Saved entries
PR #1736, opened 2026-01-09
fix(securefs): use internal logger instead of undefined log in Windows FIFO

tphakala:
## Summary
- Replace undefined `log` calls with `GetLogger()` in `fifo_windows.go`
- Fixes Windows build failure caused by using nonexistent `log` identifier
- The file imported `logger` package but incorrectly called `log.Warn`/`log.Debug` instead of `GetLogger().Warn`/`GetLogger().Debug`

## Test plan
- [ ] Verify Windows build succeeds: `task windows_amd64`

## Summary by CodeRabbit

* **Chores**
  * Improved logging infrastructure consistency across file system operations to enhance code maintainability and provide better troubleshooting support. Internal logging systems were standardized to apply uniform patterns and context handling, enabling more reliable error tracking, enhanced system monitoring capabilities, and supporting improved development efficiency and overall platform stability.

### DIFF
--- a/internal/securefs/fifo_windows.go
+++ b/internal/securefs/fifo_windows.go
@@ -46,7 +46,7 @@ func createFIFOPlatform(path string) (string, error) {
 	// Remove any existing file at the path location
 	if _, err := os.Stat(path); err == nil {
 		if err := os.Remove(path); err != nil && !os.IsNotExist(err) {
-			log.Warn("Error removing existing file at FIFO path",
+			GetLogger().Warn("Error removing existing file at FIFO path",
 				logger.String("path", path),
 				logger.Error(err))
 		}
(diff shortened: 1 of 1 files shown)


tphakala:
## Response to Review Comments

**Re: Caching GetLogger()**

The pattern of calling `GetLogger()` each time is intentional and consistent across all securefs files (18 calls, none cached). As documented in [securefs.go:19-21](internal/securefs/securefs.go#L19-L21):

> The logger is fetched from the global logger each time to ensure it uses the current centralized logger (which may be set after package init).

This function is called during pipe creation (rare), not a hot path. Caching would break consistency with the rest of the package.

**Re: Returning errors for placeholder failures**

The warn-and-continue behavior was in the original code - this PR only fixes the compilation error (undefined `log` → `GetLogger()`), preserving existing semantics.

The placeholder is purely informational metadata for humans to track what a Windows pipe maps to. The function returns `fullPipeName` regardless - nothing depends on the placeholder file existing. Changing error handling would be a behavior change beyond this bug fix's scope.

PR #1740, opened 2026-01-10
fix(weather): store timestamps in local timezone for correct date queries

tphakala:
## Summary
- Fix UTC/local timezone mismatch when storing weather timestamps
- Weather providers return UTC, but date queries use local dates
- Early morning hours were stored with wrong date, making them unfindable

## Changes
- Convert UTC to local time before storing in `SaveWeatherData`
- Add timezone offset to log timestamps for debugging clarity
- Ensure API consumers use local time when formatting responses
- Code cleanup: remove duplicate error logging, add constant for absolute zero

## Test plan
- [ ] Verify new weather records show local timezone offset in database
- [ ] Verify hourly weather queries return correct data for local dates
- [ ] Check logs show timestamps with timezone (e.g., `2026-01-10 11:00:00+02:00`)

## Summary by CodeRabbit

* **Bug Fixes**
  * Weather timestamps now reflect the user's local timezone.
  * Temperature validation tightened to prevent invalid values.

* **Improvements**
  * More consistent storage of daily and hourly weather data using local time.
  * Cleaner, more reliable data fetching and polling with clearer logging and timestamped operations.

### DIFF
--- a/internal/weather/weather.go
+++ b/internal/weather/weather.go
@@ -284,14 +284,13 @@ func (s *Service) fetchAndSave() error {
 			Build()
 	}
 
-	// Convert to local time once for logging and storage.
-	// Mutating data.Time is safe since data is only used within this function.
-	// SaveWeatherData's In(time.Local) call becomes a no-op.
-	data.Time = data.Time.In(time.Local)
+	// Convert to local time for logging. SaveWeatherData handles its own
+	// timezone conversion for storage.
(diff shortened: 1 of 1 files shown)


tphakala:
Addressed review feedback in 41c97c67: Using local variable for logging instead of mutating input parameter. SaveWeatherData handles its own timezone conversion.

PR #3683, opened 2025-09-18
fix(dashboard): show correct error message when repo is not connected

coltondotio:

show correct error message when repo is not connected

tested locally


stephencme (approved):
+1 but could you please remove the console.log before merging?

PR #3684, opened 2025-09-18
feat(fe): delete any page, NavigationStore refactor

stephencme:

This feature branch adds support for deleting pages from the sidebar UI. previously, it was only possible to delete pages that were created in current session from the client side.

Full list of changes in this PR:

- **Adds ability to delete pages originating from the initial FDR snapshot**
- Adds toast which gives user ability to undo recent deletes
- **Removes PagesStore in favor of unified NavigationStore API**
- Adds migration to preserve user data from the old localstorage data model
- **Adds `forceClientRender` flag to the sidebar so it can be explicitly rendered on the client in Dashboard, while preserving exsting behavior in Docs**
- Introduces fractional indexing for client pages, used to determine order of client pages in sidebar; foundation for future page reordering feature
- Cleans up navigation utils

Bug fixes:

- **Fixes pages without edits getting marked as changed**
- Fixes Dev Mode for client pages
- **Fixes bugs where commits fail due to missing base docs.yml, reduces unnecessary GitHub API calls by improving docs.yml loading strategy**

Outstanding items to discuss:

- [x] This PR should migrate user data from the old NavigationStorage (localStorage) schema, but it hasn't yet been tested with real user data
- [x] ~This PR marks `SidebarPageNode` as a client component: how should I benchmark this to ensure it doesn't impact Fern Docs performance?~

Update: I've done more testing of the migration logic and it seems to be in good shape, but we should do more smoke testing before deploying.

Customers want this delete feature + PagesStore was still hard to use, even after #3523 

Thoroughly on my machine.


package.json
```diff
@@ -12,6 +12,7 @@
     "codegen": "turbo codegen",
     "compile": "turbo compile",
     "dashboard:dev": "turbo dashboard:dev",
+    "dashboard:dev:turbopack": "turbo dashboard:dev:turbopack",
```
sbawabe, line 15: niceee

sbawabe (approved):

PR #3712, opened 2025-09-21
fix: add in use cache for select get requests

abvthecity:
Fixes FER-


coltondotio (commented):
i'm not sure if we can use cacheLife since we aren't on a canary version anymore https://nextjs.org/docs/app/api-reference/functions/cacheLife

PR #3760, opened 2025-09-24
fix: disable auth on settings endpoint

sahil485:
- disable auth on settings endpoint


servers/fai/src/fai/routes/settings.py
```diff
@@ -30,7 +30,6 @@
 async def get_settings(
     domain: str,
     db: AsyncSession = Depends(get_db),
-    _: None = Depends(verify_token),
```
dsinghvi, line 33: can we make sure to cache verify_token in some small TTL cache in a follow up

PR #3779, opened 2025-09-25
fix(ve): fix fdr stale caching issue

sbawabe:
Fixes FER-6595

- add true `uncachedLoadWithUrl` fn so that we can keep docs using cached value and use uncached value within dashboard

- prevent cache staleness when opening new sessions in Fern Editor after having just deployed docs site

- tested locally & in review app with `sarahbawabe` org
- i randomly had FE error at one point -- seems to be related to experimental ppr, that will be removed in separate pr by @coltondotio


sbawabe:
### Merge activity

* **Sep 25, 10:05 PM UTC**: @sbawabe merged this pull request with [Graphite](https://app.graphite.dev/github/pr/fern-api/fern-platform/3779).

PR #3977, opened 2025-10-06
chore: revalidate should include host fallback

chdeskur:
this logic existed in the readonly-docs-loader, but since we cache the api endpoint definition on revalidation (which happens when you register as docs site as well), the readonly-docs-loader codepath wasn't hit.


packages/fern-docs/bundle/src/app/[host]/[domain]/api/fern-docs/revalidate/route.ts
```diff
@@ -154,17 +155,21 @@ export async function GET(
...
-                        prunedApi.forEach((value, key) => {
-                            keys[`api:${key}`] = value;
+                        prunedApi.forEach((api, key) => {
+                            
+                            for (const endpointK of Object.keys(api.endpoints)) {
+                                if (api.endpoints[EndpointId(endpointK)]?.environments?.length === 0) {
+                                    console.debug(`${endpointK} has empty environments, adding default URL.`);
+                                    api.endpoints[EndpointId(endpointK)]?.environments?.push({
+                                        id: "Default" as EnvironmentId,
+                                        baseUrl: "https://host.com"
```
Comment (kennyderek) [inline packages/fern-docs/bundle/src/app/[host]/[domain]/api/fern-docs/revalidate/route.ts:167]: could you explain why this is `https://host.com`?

» Activity: Your answer should be a single number: the count of lines above with the word "pipe".

» Expected output: 2